O que é o “passaporte de imunidade”?

Por Isabel do Nascimento Gonçalves e Matheus Valencia

Fonte: https://passageirodeprimeira.com/passaporte-da-imunidade-sera-que-precisaremos-de-um-novo-documento-para-viajar

A crise promovida pelo novo coronavírus prevê para os próximos anos intensas mudanças no que estudamos e compreendemos por economia...

A crise promovida pelo novo coronavírus prevê para os próximos anos intensas mudanças no que estudamos e compreendemos por economia. Novas regras nas relações comerciais entre países deverão ser instauradas, hábitos de consumo da população sofrerão alterações irreversíveis e o peso do Estado frente ao mercado colocará em exercício a força da máquina estatal ao responder o suplício de empresas flertando com a falência. Grandes choques econômicos vivenciados pela humanidade ao decorrer da história resultaram, não só em uma herança de mágoas, mas também de mudanças, e empresários descrentes procuram hoje amenizar a iminente degeneração de suas riquezas indo de encontro a soluções duvidosas que transparecem a irresponsabilidade humana.

Inviabilizado pela Organização Mundial da Saúde (OMS) , o “passaporte de imunidade” é um conceito historicamente propagado que, em solo brasileiro, instalou-se durante os surtos de Febre Amarela ocorridos no século XIX, de acordo com o doutor em virologia, Atila Iamarino. Escravos e imigrantes infectados recebiam status de imunidade assim que se recuperavam da doença, e seus donos, afetados pelo mau andamento do engenho, obrigava-os a retornarem às condições insalubres do trabalho forçado.
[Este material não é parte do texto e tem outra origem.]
PR #3994, opened 2024-04-15
Experimental "fix" for tile LOD when terrain is on

olsen232:
Experimenting with changing the behaviour of raster LOD when terrain is enabled - making it more similar to when terrain is disabled.

### DIFF
--- a/src/geo/transform.ts
+++ b/src/geo/transform.ts
@@ -401,7 +401,7 @@ export class Transform {
                 fullyVisible = intersectResult === 2;
             }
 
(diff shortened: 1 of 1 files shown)


birkskyum:
@olsen232 , this is likely resolved on the `main` branch - can you check?

olsen232:
Yes, fixed or at least much improved
With a bug like "terrain LOD is too low for certain tiles at certain angles / zoom / terrain" it's always going to be subject to interpretation if it's a complete fix or just an improvement

birkskyum:
you're absolutely right - Thanks for checking!

PR #7184, opened 2026-07-05
fix(typecheck): dispatch subscript assignment through __setitem__ (#7160)

### LINKED ISSUE #7160: Type checker: bytearray slice assignment rejected — missing __setitem__ slice overload in builtin stubs
## Root cause

The builtin stubs model `bytearray.__setitem__` (and `MutableSequence.__setitem__` generally) with a single signature requiring the RHS to be the container's own type. At runtime, slice assignment accepts any buffer / iterable of ints: `bytearray[slice] = bytes` is valid Python.

## Repro (should pass, currently fails)

```jac
def make_header -> None {
    ident = bytearray(16);
    ident[0:4] = b"\x7fELF";
}
```

```
$ jac check repro.jac --nowarn
✖ Error: error[E1001]: Cannot assign bytes to bytearray
```

## Proper fix

Give `__setitem__` proper overloads in the builtin stubs, following typeshed:
- `bytearray.__setitem__(i: int, v: int)` and `bytearray.__setitem__(s: slice, v: Iterable[int] | Buffer)`
- `list[T].__setitem__(i: int, v: T)` and `list[T].__setitem__(s: slice, v: Iterable[T])`

Audit sibling builtins (`memoryview`, `array`) for the same missing slice-overload shape, and make sure the subscript-assignment checker actually dispatches on the index type (int vs slice) rather than assuming element assignment.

A mesma falta de conhecimento que, há duzentos anos, provocou o surgimento de inúmeros surtos por toda a costa brasileira e a morte de mais de 10 mil indivíduos, encaminha hoje a humanidade para um encontro com o passado.

Numa tentativa inerente às políticas de isolamento, o Centro Alemão de Pesquisa de Infecções realizou um estudo com mais de 100 mil voluntários com o intuito de registrar a recuperação de pacientes já infectados. A ideia focava em projetar cenários em que voluntários analisados, caso recuperados, receberiam a permissão de retornar a rotina de trabalho, realizando funções cotidianas em suas respectivas empresas. Jonathan Ashworth, membro do parlamento inglês, ao apoiar a intenção alemã disse estar disposto a aprender com a abordagem tomada pelo país, ressaltando a importância da realização de testes e do rastreamento dos infectados. Todavia, ressurgindo como uma alternativa promissora, o passaporte de imunidade encontra obstáculos científicos e, principalmente, éticos em sua execução.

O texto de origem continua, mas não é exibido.